PROBLEM. With respect to the word "maps", report how many lines of the following listing include it. Give nothing but the number.
====== DATASET ENTRIES
PR #3265, opened 2024-04-05
Protocol tests issue 31

peterrsongg:
## Description

This PR fixes DOTNET-7357 issue 31. `Issue 31 Rest-XML Requests, not setting the xmlNamespace on individual member values`
**note: I commented where the real changes are for an easier review**
* (Review manual changes) commit ac7f65da382 - Fixes for issue 31.
* (Reference generated changes) commit 0f424130564 - Generated changes for issue 31.

**MERGE into `protocol-tests` feature branch only**

Builds on prior PR: https://github.com/aws/aws-sdk-net/pull/3261
Merge order: 110 (I'm going to start mine from 100 and increment to keep separate from Bo's)
Ticket: DOTNET-7357

## Testing

N/A - the test cases are the protocol tests. A final dry-run will be done on the `protocol-tests` feature branch once everything is merged into the feature branch.

## Types of changes

- [x] Bug fix (non-breaking change which fixes an issue)
- [ ] New feature (non-breaking change which adds functionality)
- [ ] Breaking change (fix or feature that would cause existing functionality to change)

## Checklist

- [x] My code follows the code style of this project
- [ ] My change requires a change to the documentation
- [ ] I have updated the documentation accordingly
- [ ] I have read the **README** document
- [ ] I have added tests to cover my changes
- [ ] All new and existing tests passed

## License

- [x] I confirm that this pull request can be released under the Apache 2 license

[issues]: https://github.com/aws/aws-sdk-net/issues
[license]: http://aws.amazon.com/apache2.0/
[cla]: http://en.wikipedia.org/wiki/Contributor_License_Agreement

PR #3266, opened 2024-04-05
Protocol tests issue 30

peterrsongg:
## Description

This PR fixes DOTNET-7357 issue 30. `Issue 30 (Related to issue 29) Incorrectly unmarshalling responses which used xmlName on the request`

A little more context: This specifically fixes the case where xml name is used on a key or value of a map. This makes it so that we don't search for a hardcoded "key" or "value" and instead pass that down from the model.

* (Review manual changes) commit 86f10b32041 - Fixes for issue 30.
* (Reference generated changes) commit 675e5049eec - Generated changes for issue 30.

Builds on prior PR: https://github.com/aws/aws-sdk-net/pull/3265
Merge order: 111 (I'm going to start mine from 100 and increment to keep separate from Bo's)
Ticket: DOTNET-7357

## Testing

## Types of changes

## Checklist

## License


sdk/src/Core/Amazon.Runtime/Internal/Transform/UnmarshallerContext.cs
```diff
@@ -361,6 +363,39 @@ public Stream Stream
             }
         }
 
+        /// <summary>
+        /// For map shapes the KeyXmlName represents the "locationName" on the map shape's key member. This can be changed
+        /// via the @xmlName trait. This ensures that we don't check for a hardcoded "key" value, if the key's name was changed.
+        /// </summary>
+        public string KeyXmlName
```
boblodgett, line 370: nit: these could be `public string KeyXmlName { get; set; }` without needing member variables.

sdk/src/Core/Amazon.Runtime/Internal/Transform/UnmarshallerContext.cs
```diff
@@ -352,6 +352,8 @@ public class XmlUnmarshallerContext : UnmarshallerContext
         private bool disposed = false;
         private bool currentlyProcessingEmptyElement;
         private bool processEmptyElements = false; //Flip to true in v4
+        private string valueXmlName = "";
+        private string keyXmlName = "";
```
boblodgett, line 356: Should the defaults be `key` and `value`?

dscpinheiro (approved):
I'd follow Bo's suggestion to use auto-properties, but other than that PR looks good.

sdk/src/Core/Amazon.Runtime/Internal/Transform/UnmarshallerContext.cs
peterrsongg: added defaults

sdk/src/Core/Amazon.Runtime/Internal/Transform/UnmarshallerContext.cs
peterrsongg: used auto properties

generator/ServiceClientGeneratorLib/Generators/Marshallers/AWSQueryEC2ResponseUnmarshaller.tt
```diff
@@ -72,6 +72,8 @@ namespace <#=this.Config.Namespace #>.Model.Internal.MarshallTransformations
 					if (member.IsMap || member.IsList)
 					{
 #>
+                        context.KeyXmlName = "<#=member.Shape.KeyMarshallName#>";
```
normj, line 75: This mechanism of storing the current key and value name for the shape being marshalled to the context seems like it would be broken if we had values that were maps as well that had different `KeyMarshallName`. When we made the recursive call to to the child map being marshalled the context would be changed and then when we process the next element in the parent map we would have different `KeyXmlName` or `ValueXmlName`.

normj (changes requested):

generator/ServiceClientGeneratorLib/Generators/Marshallers/AWSQueryEC2ResponseUnmarshaller.tt
peterrsongg: Going to have to update this, to handle nested xmlNames on key/values. Will push an update with that fix later

peterrsongg:
Nested maps with xml names need more investigation. closing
============
ANSWER SPACE. 2